And he stayed--all the night long.
The lamps went out; the rats came and ran across the floor; as the
hours crept on through midnight and past, the cold intensified and the
air of the room grew like ice. August did not move; he lay with his
face downward on the golden and rainbow hued pedestal of the household
treasure, which henceforth was to be cold for evermore, an exiled
thing in a foreign city in a far-off land.
Whilst yet it was dark his three elder brothers came down the stairs
and let themselves out, each bearing his lantern and going to his work
in stone-yard and timber-yard and at the salt-works. They did not
notice him; they did not know what had happened.
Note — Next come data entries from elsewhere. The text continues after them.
PR #206, opened 2026-08-03
Record exceptions from rejected zone.js promises in span callbacks

ayaangazali:
In `spanWithSettings` (`packages/logfire-api/src/index.ts`) a callback returning a native promise gets `recordSpanException` on rejection, which records the error and sets the span status to `ERROR`. The zone.js branch right below it, the one the "clunky detection" comment refers to, only attaches `.finally(() => span.end())`. So under zone.js, which is to say in Angular apps, a span whose callback rejects ends up looking successful: no exception event and no error status, even though the rejection still propagates to the caller.

This adds the rejection handler to that branch when the value also exposes `then`, reusing the same `recordSpanException` call as the native path. The returned chain is ignored on purpose, exactly as the native branch does, so `result` is still handed back untouched and the caller keeps seeing the rejection. I deliberately kept this scoped to the `.finally` branch rather than treating every thenable as a promise, because the existing "thenable callback result is returned untouched" test pins the behavior for values that only have `then`.

The new test builds a non-native object exposing `then` and `finally` the way a zone.js promise does, and it fails on current main with zero calls to `recordException`. Ran the repo preflight and `pnpm run check`, both green. Patch changeset for `logfire` included.

quick disclosure: worked through this with Claude Code and reviewed the diff myself. Freshman here, and I do not have a real Angular app to hand, so if the zone.js shape I mocked is off I would be glad to be corrected :)

### DIFF
--- a/.changeset/thenable-exception-recording.md
+++ b/.changeset/thenable-exception-recording.md
@@ -1,0 +1,5 @@
+---
+'logfire': patch
+---
+
+Record the exception on the span when a zone.js style promise returned from a `span()` callback rejects. Native promise rejections already recorded the error and set the span status to `ERROR`, but the zone.js branch only ended the span, so in Angular applications a failing span looked successful and carried no exception.
--- a/packages/logfire-api/src/index.test.ts
+++ b/packages/logfire-api/src/index.test.ts
@@ -837,35 +837,42 @@ describe('span', () => {
 
   test('records the exception when a zone.js style promise rejects', async () => {
     const error = new Error('zone-oops')
-    // Not a native Promise, but exposes `then` and `finally` the way a zone.js promise does.
-    const settled = Promise.reject(error).catch(() => undefined)
-    const zonePromise = {
-      finally: (onFinally: () => void) => {
-        settled.then(onFinally, onFinally)
-        return zonePromise
-      },
-      then: (_onFulfilled: undefined, onRejected: (reason: unknown) => void) => {
-        settled.then(
-          () => {
-            onRejected(error)
-          },
-          () => {
-            onRejected(error)
-          }
-        )
-        return zonePromise
-      },
+    // zone.js patches the global Promise, so an intrinsic promise from a native async function
+    // fails `instanceof Promise` while still exposing `then` and `finally`.
+    // Typed as a bare thenable, not a Promise, so the callback is not treated as async.
+    type ZonePromiseLike = { finally: (onFinally: () => void) => unknown; then: (...args: never[]) => unknown }
+    const intrinsic = Promise.reject(error) as unknown as ZonePromiseLike
+    const unhandled: unknown[] = []
+    const onUnhandled = (reason: unknown) => {
+      unhandled.push(reason)
+    }
+    process.on('unhandledRejection', onUnhandled)
+    const OriginalPromise = globalThis.Promise
+    const ZoneAwarePromise = function ZoneAwarePromise() {
+      // Stands in for zone.js replacing the global Promise binding.
+    }
+    globalThis.Promise = ZoneAwarePromise as unknown as PromiseConstructor
+
+    let result: unknown
+    try {
+      result = span('test', { callback: () => intrinsic })
+    } finally {
+      globalThis.Promise = OriginalPromise
     }
 
-    const result = span('test', { callback: () => zonePromise })
-
-    expect(result).toBe(zonePromise)
-    await settled
-    await Promise.resolve()
+    expect(result).toBe(intrinsic)
+    // The original rejection still reaches the caller.
+    await expect(intrinsic as unknown as Promise<never>).rejects.toBe(error)
+    await new OriginalPromise<void>((resolve) => {
+      setTimeout(resolve, 0)
+    })
 
     expect(spanMock.recordException).toHaveBeenCalledWith(error)
     expect(spanMock.setStatus).toHaveBeenCalledWith({ code: SpanStatusCode.ERROR, message: 'Error: zone-oops' })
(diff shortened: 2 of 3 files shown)


petyosi (changes requested):
This fixes a real telemetry gap, but I think the fallback should use one settlement subscription before we merge it.

Calling both `.then(undefined, onRejected)` and `.finally(onFinally)` creates two derived chains. The ignored promise returned by `.finally()` preserves the rejection, so it can report an unhandled rejection even when the caller handles the original promise. This behavior already exists in the fallback, but this change should avoid carrying it forward.

Please use a single `.then(onFulfilled, onRejected)` subscription for promise-like values in this branch:

- end the span in the fulfillment handler;
- record the exception and end the span in the rejection handler;
- continue to return the original result unchanged.

Keeping the existing `finally` check as the gate is reasonable if we want to avoid consuming arbitrary lazy thenables.

Please also make the regression test representative of the zone.js case. With zone.js patching global `Promise`, a native `async` function can return an intrinsic native promise for which `result instanceof Promise` is false, while `finally` is present. The test should verify that the original rejection reaches the caller, the exception and error status are recorded, the span ends once, and no extra unhandled rejection is produced.

ayaangazali:
Good catch on the second chain, and you are right that it was mine to avoid rather than inherit. 4a96d77 switches to a single `then(onFulfilled, onRejected)` subscription: the fulfillment handler ends the span, the rejection handler records the exception and ends the span, and `result` is still returned untouched. The `finally` check stays as the gate so lazy thenables are left alone, and `finally` is now only called when `then` is absent.

The test is rebuilt around the shape you described. It replaces the global `Promise` with a stand-in so an intrinsic promise fails `instanceof Promise` while keeping `then` and `finally`, then asserts the original rejection still reaches the caller, the exception and `ERROR` status are recorded, the span ends exactly once, and an `unhandledRejection` listener stays empty.

I checked it fails for both regressions rather than just passing: against main it fails with zero `recordException` calls, and against the previous two-chain version it fails on the empty-unhandled assertion, which is the exact problem you flagged. Ran the repo preflight and `pnpm run check`, both green.

ayaangazali:
Flagging for re-review, since this still shows as changes requested but the change you asked for landed on 2026-08-04.

The two derived chains are gone. Settlement is observed through a single `then` subscription, so the chain returned by `finally` is no longer left rejected and unhandled when the caller handles the original, and `result` is still returned untouched.

Rebased onto current main (817fca1) and re-verified there, since the original run predated the dependency refresh in #212. Build is green, and the mutation check still holds: dropping the rejection handler fails the zone.js test with `expected "vi.fn()" to be called with arguments: [ Error: zone-oops ]` and nothing else.

petyosi (changes requested):
One correctness regression remains in the new settlement path.

`packages/logfire-api/src/index.ts:622`: The new `then` lookup and the call below are both unguarded. A callback result with a working `finally` but a throwing `then` getter worked on `main`, which only called `finally`; this branch now makes `span()` throw after the callback succeeded and never ends the span. A `then()` method that throws synchronously has the same result.

Please protect both lookup and subscription, preserve the original result, ensure the span ends, and add regressions for both cases.

ayaangazali:
You were right and my previous comment answered the wrong review. The 08-04 single-settlement change had landed, but the 08-10 point about the unguarded lookup was still open on the branch, and I read it as already covered. Fixed now in 8acb8e8.

`then` is read once into a local and only that reference is called, so a getter that returns a function on one read and throws on the next cannot reach the call. The two failure modes get different fallbacks, since they are not equivalent:

- **Lookup throws.** Nothing has been called yet, so it falls through to `finally`, which is exactly what `main` did for such a value. Ending the span immediately here would have replaced the leak with a wrong duration.
- **The call throws.** `then` may already have registered the handlers, so adding a `finally` subscription risks ending the span twice, and doing nothing risks never ending it. It ends the span there, behind a flag so a handler that already fired cannot end it again.

Two regressions, each verified by reverting the source:

- throwing `then` getter with a working `finally`: the result is returned unchanged, the span is still open, and it ends once when `finally` settles. On the previous commit this fails with `then getter boom`.
- `then` that invokes its fulfillment handler and then throws: the span ends exactly once. Dropping the flag alone fails this with two calls to `end`.

I left the `finally` call itself unwrapped. It is already known to be a function because it gates the branch, and a `finally` that throws when called behaved the same way on `main`, so guarding it would be handling a state this change does not introduce.

Green on 79bcac0. Happy to close this if the zone.js path is not worth carrying.

ayaangazali:
Rebased onto `8effa79` and simplified against what just landed.

#236 merged `getThenMethod`, which does exactly what this branch was hand-rolling in the zone.js path: guard the `then` read, and hand back the method so the call site cannot re-read it. This now uses that helper instead, which drops 18 lines and leaves one implementation of the rule in the file rather than two. `ThenMethod` gained an optional `onRejected` parameter, since this branch needs both handlers and that is the real shape of `then`. The `resultWithFinally` cast narrowed to just `finally`, which is all it gates on now.

Behaviour is unchanged from your last review. Both regressions still bite: replacing `getThenMethod` with a raw property read fails the throwing-getter test, and dropping the `ended` flag fails the ends-once test. 495 tests green on the new base, preflight and `pnpm run check` clean.

petyosi:
Merged locally and landed on main as eca8805 — thanks for the thorough follow-through across the review rounds; both sets of requested changes were verified as addressed. Two follow-ups landed alongside it: 03b4d62 moves the test's unhandledRejection cleanup into a finally block, and cd89805 records the failure on the span when then throws before any settlement handler runs, so that path no longer closes with an OK status. (Squash-merged outside GitHub, so closing manually.)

A little later his sister came down with a light in her hand to make
ready the house ere morning should break.
She stole up to him and laid her hand on his shoulder timidly.
"Dear August, you must be frozen. August, do look up! do speak!"
August raised his eyes with a wild, feverish, sullen look in them that
she had never seen there. His face was ashen white: his lips were like
fire. He had not slept all night; but his passionate sobs had given
way to delirious waking dreams and numb senseless trances, which had
alternated one on another all through the freezing, lonely, horrible
hours.
"It will never be warm again," he muttered, "never again!"
Dorothea clasped him with trembling hands.
"August! do you not know me!" she cried, in an agony. "I am Dorothea.